■ **WORK ITEM**:
Below are the entries; output exactly the lines from the one containing "-27,6 +27,8 @@" through the final line, inclusive.

■ **MATERIALS PROVIDED**:
PR #2146, opened 2022-06-15
Fix backend generation when access and secret keys are supplied

jaysonsantos:
## Description

This should fix a bug that happens when you provide only access and secret keys and terragrunt tries to initialize the bucket, and it fails because it always fallbacks to env/config file from ~/.aws

## TODOs

- [x] Update the docs. (nothing changes)

## Release Notes (draft)

Allow terragrunt to be initialized with s3 backend using access and secret keys.

### Migration Guide

It should be backwards compatible

### DIFF
--- a/aws_helper/config.go
+++ b/aws_helper/config.go
@@ -27,6 +27,8 @@ type AwsSessionConfig struct {
 	DisableComputeChecksums bool
 	ExternalID              string
 	SessionName             string
+	AccessKey               *string
+	SecretKey               *string
 }
 
 // Returns an AWS session object for the given config region (required), profile name (optional), and IAM role to assume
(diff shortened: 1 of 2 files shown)


denis256:
Hi,
I'm not 100% sure if its a good idea to set different values for `access_key / secret_key` on the remote state block and have it in the source code since it may lead to leak of secrets in git and have less portable modules

If the approach is useful, then it should be documented in [config-blocks-and-attributes.md](https://github.com/gruntwork-io/terragrunt/blob/master/docs/_docs/04_reference/config-blocks-and-attributes.md) and also added tests that will validate if new values are still in use

denis256:
Hi,
I'm not 100% sure if its a good idea to set different values for `access_key / secret_key` on the remote state block and have it in the source code since it may lead to leak of secrets in git and have less portable modules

■ **TASK SOLUTION**:
@@ -27,6 +27,8 @@ type AwsSessionConfig struct {
 	DisableComputeChecksums bool
 	ExternalID              string
 	SessionName             string
+	AccessKey               *string
+	SecretKey               *string
 }
 
 // Returns an AWS session object for the given config region (required), profile name (optional), and IAM role to assume
(diff shortened: 1 of 2 files shown)


denis256:
Hi,
I'm not 100% sure if its a good idea to set different values for `access_key / secret_key` on the remote state block and have it in the source code since it may lead to leak of secrets in git and have less portable modules

If the approach is useful, then it should be documented in [config-blocks-and-attributes.md](https://github.com/gruntwork-io/terragrunt/blob/master/docs/_docs/04_reference/config-blocks-and-attributes.md) and also added tests that will validate if new values are still in use

denis256:
Hi,
I'm not 100% sure if its a good idea to set different values for `access_key / secret_key` on the remote state block and have it in the source code since it may lead to leak of secrets in git and have less portable modules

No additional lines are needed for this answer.